- What this task involves
Print exactly the lines below between the line holding "PR #405, opened 2019-12-09" and the line holding "Don't forget the CHANGELOG!", inclusive, and nothing more.

Dataset records
○ ○ ○
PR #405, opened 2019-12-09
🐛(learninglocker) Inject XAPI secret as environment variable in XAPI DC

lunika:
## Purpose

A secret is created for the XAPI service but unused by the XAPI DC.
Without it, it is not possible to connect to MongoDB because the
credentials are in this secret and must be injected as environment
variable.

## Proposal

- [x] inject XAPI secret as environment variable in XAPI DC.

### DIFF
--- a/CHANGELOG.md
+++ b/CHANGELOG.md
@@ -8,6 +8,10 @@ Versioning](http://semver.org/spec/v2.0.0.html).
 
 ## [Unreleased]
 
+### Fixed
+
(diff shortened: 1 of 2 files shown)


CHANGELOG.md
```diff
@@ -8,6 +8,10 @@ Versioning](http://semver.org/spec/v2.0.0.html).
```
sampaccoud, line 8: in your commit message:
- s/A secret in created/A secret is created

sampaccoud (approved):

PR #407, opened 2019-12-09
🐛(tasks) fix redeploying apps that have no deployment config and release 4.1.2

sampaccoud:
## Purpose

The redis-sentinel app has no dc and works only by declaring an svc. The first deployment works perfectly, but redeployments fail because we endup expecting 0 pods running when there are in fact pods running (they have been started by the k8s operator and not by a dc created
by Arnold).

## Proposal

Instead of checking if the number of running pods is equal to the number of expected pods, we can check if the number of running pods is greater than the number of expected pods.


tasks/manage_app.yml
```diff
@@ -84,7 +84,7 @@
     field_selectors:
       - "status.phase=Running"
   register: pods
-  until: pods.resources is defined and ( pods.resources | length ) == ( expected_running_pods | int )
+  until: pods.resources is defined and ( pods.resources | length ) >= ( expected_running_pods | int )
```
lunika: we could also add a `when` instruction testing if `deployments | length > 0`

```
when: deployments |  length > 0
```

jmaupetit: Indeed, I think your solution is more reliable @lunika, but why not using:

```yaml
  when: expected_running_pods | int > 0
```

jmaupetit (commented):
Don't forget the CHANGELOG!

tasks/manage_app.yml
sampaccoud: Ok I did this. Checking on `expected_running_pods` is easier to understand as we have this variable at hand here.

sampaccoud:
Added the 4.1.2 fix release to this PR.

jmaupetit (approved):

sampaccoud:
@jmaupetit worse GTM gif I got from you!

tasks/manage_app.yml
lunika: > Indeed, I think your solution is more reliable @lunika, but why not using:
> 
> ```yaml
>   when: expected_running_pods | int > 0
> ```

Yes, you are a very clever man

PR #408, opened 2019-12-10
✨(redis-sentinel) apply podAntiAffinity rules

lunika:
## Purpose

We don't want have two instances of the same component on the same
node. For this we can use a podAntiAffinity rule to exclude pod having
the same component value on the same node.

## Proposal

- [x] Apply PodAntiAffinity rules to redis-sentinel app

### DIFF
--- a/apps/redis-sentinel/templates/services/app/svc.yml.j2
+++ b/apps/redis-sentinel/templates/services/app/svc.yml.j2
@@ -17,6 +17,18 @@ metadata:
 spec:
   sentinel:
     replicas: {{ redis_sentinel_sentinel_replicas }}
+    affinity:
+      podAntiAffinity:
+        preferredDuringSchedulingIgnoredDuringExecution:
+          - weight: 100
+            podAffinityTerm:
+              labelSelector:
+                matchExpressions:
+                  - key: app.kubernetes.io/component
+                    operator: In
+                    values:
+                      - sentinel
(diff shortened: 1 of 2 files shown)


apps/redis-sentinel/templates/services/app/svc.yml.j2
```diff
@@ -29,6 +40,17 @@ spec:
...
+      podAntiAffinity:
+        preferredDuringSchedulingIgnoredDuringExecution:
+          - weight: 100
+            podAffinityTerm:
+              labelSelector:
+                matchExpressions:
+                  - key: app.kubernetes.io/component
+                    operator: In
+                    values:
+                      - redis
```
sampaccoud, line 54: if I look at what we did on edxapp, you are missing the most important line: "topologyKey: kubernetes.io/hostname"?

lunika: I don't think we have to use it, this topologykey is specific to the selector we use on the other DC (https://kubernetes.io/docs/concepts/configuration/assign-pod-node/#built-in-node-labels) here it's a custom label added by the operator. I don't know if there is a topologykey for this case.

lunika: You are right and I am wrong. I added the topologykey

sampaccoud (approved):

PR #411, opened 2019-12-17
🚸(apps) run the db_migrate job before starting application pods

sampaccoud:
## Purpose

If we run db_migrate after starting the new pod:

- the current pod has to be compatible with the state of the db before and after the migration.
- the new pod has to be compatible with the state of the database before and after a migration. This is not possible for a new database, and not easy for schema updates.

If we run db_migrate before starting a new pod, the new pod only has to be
○ ○ ○
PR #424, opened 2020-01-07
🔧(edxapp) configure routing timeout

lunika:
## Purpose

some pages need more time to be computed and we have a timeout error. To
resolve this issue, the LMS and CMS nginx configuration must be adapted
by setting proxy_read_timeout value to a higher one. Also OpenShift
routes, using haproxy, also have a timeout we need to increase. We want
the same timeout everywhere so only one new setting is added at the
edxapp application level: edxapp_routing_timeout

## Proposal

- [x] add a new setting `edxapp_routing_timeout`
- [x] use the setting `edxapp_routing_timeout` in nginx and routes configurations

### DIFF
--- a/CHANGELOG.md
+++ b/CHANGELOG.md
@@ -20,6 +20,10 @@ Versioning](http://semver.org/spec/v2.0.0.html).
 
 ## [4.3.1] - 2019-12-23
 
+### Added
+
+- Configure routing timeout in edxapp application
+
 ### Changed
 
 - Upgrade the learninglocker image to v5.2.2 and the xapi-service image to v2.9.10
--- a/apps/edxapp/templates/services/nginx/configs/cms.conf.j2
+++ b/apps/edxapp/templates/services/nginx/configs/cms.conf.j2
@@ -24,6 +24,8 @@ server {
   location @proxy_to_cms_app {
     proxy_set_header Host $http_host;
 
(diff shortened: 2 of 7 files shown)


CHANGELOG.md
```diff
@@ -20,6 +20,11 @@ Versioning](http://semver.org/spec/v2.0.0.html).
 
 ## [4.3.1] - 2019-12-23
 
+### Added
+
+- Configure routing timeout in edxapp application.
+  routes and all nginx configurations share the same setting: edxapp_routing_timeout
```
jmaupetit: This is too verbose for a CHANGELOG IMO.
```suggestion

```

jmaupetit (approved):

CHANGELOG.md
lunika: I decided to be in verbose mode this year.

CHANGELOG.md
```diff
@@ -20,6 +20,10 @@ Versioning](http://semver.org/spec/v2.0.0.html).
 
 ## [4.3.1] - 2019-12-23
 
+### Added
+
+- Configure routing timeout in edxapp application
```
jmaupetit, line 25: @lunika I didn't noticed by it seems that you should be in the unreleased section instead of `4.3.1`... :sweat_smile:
○ ○ ○
- Reply to the exercise
PR #405, opened 2019-12-09
🐛(learninglocker) Inject XAPI secret as environment variable in XAPI DC

lunika:
## Purpose

A secret is created for the XAPI service but unused by the XAPI DC.
Without it, it is not possible to connect to MongoDB because the
credentials are in this secret and must be injected as environment
variable.

## Proposal

- [x] inject XAPI secret as environment variable in XAPI DC.

### DIFF
--- a/CHANGELOG.md
+++ b/CHANGELOG.md
@@ -8,6 +8,10 @@ Versioning](http://semver.org/spec/v2.0.0.html).
 
 ## [Unreleased]
 
+### Fixed
+
(diff shortened: 1 of 2 files shown)


CHANGELOG.md
```diff
@@ -8,6 +8,10 @@ Versioning](http://semver.org/spec/v2.0.0.html).
```
sampaccoud, line 8: in your commit message:
- s/A secret in created/A secret is created

sampaccoud (approved):

PR #407, opened 2019-12-09
🐛(tasks) fix redeploying apps that have no deployment config and release 4.1.2

sampaccoud:
## Purpose

The redis-sentinel app has no dc and works only by declaring an svc. The first deployment works perfectly, but redeployments fail because we endup expecting 0 pods running when there are in fact pods running (they have been started by the k8s operator and not by a dc created
by Arnold).

## Proposal

Instead of checking if the number of running pods is equal to the number of expected pods, we can check if the number of running pods is greater than the number of expected pods.


tasks/manage_app.yml
```diff
@@ -84,7 +84,7 @@
     field_selectors:
       - "status.phase=Running"
   register: pods
-  until: pods.resources is defined and ( pods.resources | length ) == ( expected_running_pods | int )
+  until: pods.resources is defined and ( pods.resources | length ) >= ( expected_running_pods | int )
```
lunika: we could also add a `when` instruction testing if `deployments | length > 0`

```
when: deployments |  length > 0
```

jmaupetit: Indeed, I think your solution is more reliable @lunika, but why not using:

```yaml
  when: expected_running_pods | int > 0
```

jmaupetit (commented):
Don't forget the CHANGELOG!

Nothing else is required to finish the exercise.